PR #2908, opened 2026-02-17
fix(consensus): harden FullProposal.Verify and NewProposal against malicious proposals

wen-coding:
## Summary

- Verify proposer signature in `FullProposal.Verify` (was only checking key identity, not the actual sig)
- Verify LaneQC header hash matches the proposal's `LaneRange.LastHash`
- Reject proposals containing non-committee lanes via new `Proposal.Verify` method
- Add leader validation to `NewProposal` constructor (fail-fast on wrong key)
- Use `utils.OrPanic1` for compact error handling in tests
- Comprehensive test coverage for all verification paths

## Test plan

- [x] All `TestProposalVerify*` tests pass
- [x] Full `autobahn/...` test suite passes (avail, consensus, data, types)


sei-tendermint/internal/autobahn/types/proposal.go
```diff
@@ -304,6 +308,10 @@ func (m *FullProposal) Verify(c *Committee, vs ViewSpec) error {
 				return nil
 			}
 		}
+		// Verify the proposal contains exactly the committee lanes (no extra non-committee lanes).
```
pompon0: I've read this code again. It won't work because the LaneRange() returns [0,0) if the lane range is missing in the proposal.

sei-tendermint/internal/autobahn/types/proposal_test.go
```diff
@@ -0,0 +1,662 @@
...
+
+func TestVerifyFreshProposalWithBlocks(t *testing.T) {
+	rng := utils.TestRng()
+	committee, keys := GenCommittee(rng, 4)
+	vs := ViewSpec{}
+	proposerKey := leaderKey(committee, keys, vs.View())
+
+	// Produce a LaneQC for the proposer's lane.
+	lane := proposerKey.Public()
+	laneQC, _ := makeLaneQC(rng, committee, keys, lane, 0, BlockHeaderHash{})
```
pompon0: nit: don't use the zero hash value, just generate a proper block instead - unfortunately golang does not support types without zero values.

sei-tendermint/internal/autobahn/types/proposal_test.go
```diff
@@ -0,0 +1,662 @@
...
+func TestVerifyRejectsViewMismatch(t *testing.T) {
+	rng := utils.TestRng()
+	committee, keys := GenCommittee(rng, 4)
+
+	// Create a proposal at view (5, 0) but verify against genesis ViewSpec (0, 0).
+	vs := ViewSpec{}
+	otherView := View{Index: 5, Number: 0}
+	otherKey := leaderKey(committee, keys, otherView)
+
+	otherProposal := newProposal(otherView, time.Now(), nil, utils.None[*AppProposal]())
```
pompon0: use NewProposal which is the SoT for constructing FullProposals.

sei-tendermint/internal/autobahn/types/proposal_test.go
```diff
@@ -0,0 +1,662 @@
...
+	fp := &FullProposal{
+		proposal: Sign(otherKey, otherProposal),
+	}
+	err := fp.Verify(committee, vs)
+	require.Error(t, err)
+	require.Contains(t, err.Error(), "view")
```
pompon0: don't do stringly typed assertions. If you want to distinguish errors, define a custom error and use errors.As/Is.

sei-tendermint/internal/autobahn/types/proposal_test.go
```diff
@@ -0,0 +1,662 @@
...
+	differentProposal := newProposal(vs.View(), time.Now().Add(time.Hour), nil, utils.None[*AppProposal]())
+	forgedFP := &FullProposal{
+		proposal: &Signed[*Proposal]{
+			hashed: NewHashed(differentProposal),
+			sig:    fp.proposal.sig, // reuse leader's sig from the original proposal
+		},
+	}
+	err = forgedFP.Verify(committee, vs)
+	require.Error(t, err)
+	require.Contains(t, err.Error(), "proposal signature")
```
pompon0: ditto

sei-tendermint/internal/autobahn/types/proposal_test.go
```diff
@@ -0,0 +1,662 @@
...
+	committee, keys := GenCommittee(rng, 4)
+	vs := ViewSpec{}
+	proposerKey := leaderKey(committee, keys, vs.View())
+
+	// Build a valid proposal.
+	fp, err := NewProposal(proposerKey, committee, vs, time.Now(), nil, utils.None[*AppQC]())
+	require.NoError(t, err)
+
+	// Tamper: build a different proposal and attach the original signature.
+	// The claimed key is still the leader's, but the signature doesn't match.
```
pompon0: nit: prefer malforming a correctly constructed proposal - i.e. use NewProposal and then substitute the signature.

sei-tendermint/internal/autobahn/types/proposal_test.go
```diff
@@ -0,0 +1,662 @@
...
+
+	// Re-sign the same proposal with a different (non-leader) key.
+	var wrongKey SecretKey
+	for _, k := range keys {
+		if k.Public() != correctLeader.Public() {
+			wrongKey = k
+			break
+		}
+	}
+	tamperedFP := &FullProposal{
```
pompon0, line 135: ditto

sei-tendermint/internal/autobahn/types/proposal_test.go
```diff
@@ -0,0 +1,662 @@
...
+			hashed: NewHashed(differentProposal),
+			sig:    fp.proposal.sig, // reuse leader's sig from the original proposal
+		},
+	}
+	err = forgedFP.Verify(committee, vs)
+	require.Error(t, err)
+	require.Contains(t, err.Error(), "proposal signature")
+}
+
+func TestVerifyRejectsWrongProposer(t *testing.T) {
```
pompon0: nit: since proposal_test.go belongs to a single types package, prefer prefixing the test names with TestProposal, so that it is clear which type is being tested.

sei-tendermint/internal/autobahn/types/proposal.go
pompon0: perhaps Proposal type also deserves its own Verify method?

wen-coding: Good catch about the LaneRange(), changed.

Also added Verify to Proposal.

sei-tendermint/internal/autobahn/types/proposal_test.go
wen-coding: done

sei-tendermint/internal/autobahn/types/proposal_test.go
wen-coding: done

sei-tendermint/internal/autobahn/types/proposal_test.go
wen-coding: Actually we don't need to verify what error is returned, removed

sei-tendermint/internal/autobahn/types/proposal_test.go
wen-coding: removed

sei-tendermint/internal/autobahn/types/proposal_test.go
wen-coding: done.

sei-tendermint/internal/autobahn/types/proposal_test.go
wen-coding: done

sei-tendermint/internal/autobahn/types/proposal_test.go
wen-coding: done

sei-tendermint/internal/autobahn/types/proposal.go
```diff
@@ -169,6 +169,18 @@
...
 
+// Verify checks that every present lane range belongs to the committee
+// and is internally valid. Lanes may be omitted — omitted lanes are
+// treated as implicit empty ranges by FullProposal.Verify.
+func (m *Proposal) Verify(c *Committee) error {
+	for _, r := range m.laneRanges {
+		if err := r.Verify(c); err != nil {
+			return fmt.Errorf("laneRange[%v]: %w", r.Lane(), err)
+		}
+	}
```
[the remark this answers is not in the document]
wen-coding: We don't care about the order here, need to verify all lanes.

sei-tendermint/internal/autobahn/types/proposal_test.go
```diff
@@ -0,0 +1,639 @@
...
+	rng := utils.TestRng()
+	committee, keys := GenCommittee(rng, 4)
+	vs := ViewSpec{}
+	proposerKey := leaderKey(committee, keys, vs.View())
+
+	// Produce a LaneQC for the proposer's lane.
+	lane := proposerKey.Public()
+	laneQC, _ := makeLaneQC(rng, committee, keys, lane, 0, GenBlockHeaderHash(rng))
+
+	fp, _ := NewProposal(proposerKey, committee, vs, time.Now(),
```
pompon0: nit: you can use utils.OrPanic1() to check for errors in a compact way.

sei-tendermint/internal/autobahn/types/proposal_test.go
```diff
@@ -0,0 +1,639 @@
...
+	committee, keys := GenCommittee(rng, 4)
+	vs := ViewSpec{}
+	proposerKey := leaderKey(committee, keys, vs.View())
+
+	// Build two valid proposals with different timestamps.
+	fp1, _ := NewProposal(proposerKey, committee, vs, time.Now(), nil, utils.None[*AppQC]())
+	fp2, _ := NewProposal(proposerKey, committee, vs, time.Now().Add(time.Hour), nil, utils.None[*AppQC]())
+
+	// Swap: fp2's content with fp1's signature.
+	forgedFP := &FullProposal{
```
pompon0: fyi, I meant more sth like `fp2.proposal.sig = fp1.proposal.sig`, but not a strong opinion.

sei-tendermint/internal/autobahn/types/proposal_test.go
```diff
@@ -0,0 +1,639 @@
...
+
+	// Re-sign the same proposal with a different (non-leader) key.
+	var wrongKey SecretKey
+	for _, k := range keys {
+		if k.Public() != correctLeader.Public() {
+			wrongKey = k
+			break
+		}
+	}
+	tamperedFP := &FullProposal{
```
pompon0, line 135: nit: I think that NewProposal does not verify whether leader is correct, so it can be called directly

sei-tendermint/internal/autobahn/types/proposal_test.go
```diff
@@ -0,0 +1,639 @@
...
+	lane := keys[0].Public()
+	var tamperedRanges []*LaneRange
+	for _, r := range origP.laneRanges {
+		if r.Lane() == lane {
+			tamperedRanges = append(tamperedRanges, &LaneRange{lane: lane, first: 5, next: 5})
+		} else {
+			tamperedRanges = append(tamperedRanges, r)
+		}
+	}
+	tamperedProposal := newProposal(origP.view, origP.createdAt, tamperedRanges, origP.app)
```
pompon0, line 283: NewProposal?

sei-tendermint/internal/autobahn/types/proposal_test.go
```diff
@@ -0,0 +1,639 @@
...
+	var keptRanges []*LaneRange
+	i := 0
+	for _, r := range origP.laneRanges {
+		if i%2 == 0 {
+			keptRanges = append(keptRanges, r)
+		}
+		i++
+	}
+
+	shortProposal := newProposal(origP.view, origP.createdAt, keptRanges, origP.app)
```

=======

:: DIRECTIONS ::
Look through the preceding entries for the word "errors". Report how many lines hold it, and only that number.

:: RESPONSE BELOW ::
2